■ **WHAT NEEDS TO BE DONE**
Your task is to find every line of the data that holds the string "opened" and copy it.
^^^^^^^^
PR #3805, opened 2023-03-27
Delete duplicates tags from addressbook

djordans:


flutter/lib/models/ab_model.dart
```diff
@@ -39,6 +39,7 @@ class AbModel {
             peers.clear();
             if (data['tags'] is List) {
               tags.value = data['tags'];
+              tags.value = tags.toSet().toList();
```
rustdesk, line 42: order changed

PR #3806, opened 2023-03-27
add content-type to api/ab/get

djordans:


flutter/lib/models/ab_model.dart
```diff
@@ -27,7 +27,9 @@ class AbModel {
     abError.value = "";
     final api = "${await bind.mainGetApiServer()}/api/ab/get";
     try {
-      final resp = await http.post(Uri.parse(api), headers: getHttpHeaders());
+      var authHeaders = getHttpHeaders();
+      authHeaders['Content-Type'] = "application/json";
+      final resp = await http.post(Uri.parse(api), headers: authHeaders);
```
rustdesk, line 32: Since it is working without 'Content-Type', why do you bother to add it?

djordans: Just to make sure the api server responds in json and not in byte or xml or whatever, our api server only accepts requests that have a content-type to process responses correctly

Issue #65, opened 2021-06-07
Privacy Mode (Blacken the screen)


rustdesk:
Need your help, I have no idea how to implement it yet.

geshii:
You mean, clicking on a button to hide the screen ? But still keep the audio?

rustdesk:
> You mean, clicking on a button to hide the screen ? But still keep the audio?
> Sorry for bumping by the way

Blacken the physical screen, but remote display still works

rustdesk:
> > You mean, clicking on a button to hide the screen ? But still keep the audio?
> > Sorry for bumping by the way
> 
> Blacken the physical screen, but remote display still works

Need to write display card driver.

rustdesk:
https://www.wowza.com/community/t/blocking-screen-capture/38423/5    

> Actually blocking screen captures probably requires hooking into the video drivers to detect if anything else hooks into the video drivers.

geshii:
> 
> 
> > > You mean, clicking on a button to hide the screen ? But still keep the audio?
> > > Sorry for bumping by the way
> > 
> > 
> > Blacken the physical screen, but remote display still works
^^^^^^^^
■ **REPLY**
PR #3805, opened 2023-03-27
PR #3806, opened 2023-03-27
Issue #65, opened 2021-06-07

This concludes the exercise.